I am new to the area (Pensacola) and saltwater fishing. I want to get into surf or wade fishing and would love to get some pointers on good spots and types of bait. All info is greatly appreciated!


----------



## j_purdy (Oct 9, 2007)

Try finding cuts in the sandbar, holes or washouts. Use a basic 2 hook dropper rig with pyramid weight on the bottom and you can expect to catch whiting, ladyfish, hardtails, and maybe a redfish or pompano. Use a little heavier setup with some steel leader and a circle hook to match the baitsize. Good baits include pinfish, mullet, chunks of ladyfish, and you can expect bluefish, sharks,and bull reds starting anytime now. Good luck and tight lines.

-Jason


----------



## jack 'em (Oct 5, 2007)

if you can catch sandfleas, your chances of catchin a pompano 

are greatly increased.....whiting eat fleas too.


----------



## tyminer (Sep 27, 2007)

Head out to the end of ft pickens road and start walking on the gulf side. Thats a good place to start, while looking for things mentioned above.


----------



## SaltwaterNewby (Oct 12, 2007)

Thanks! Very helpful info.


----------



## Charlie2 (Oct 2, 2007)

We were all newbies at one time, some long ago and some not so.



Ask questions. The only dumb question is the unasked one.



I'm thinking, yes, thinking, of resurrecting the old Panhandle Pompano Posse with classes etc. Note the word thinking; it's dangerous I know. 



If any old Posse members, and they have to be old by this time, that can still read this board, please call me. C2


----------



## joe bag o donuts (Oct 23, 2007)

For bull reds just run a 3-4 oz. pyramid sinker on the line and tie on a 3 foot leader with a pretty big circle hook. Bait it with a chunk of mullet or half a mullet head, make sure the hook is visible and throw it out.

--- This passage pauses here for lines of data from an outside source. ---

PR #186, opened 2017-09-30
use idyll-document module

mathisonian:
from @bclinkinbeard on [gitter](https://gitter.im/idyll-lang/Lobby):

> two weird things with the editor. it’s using the CJS builds of idyll-components and the editor’s start script is somehow watching and reacting to changes in idyll-document

1. I think this is "as expected" because we're bundling with browserify and it uses `main` or `browser` fields in package.json to resolve an entry point

2. Because we were importing idyll document directly from its source folder and not from the node_modules the changes were getting picked up. This updates the import to not point directly to the source

### DIFF
--- a/packages/idyll-editor/src/renderer.js
+++ b/packages/idyll-editor/src/renderer.js
@@ -1,6 +1,6 @@
 import React from 'react';
 import * as components from 'idyll-components';
-import IdyllDocument from '../../idyll-document/src';
+import IdyllDocument from 'idyll-document';
 
 class Renderer extends React.PureComponent {
   render() {


bclinkinbeard:
Ah, good thinking. Lerna didn't like the non-relative import before `idyll-document` had been published. I'm going to work on a pull request that will enable us to work on the components and document and see the updates in the editor right away. It will be handy for development and better reflect real workflows. Part of that will likely be replacing `budo` with `webpack-dev-server`...

mathisonian:
Cool, that sounds good to me 👍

You'll want a pretty long rod(6'+) and 20-30 lb. test.



Remember when the reds run they run in schools so you might catch a bunch and then not catch anything for a while. A good rule is if you've been out for 2+ hours without a bite you probably won't catch anything that night.



Remember you won't catch anything if you don't try so keep at it.



Of course I'm still a newbie so take my advice with a grain of salt.


----------



## Private Pilot (Oct 3, 2007)

On the beach: Possible pomps, blues, ladyfish, and some bull reds. 

Inshore: wade out in the Woodlawn beach or Big Sabine area. Walk along the grass flats with a topwater and you should get hit everytime. Specks and Reds are the main fish here.


----------



## kylemac (Feb 18, 2008)

> *j_purdy (10/11/2007)*a basic 2 hook dropper rig with pyramid weight on the bottom and you can expect to catch whiting, ladyfish, hardtails, and maybe a redfish or pompano.
> 
> -Jason


I am REALLY new apparently -- You lost me at the rig description??? What exactly is a "basic 2 hook dropper rig?"

Thanks.


----------



## j_purdy (Oct 9, 2007)

Barrel swivel on top, two loops with hooks connected to the main line(spaced accordingly) and a weight


----------



## wrightackle (Oct 29, 2007)

You can have a lot of fun on the beach by just taking a seven foot rod that is rated for 8-17 pound line and a 4000 size shimano or daiwa. Pick up some fresh dead shrimp {preferably ones that have just keeled over in the bait tank} a block of ice and a five gallon bucket. Hit the beach where people have suggested and start walking. You can cover a lot of ground if you aren't carrying a bundle of gear. . Instead of the two drop rig just use a carolina rig with a 1/2 to maybe 1 oz. slip sinker and fish the areas J purdy mentioned {he is the surf fishing guru}. If the surf is up and the current is strong the pyramid sinker set up works better. If you spool up with some small braid you will be able to cast a mile. The thing is though sometimes the fish are literally right at your feet. Keep walking and looking,the same way trout fisherman look for pools and eddies in streams to find where the fish are holding. If you haven't already done it go to a real tackle shop, and establish a rapport with the people that work there. Forget the big stores. You will get a lot of great advice from a tackle shop.


----------



## kylemac (Feb 18, 2008)

Thanks a bunch!

:usaflag


----------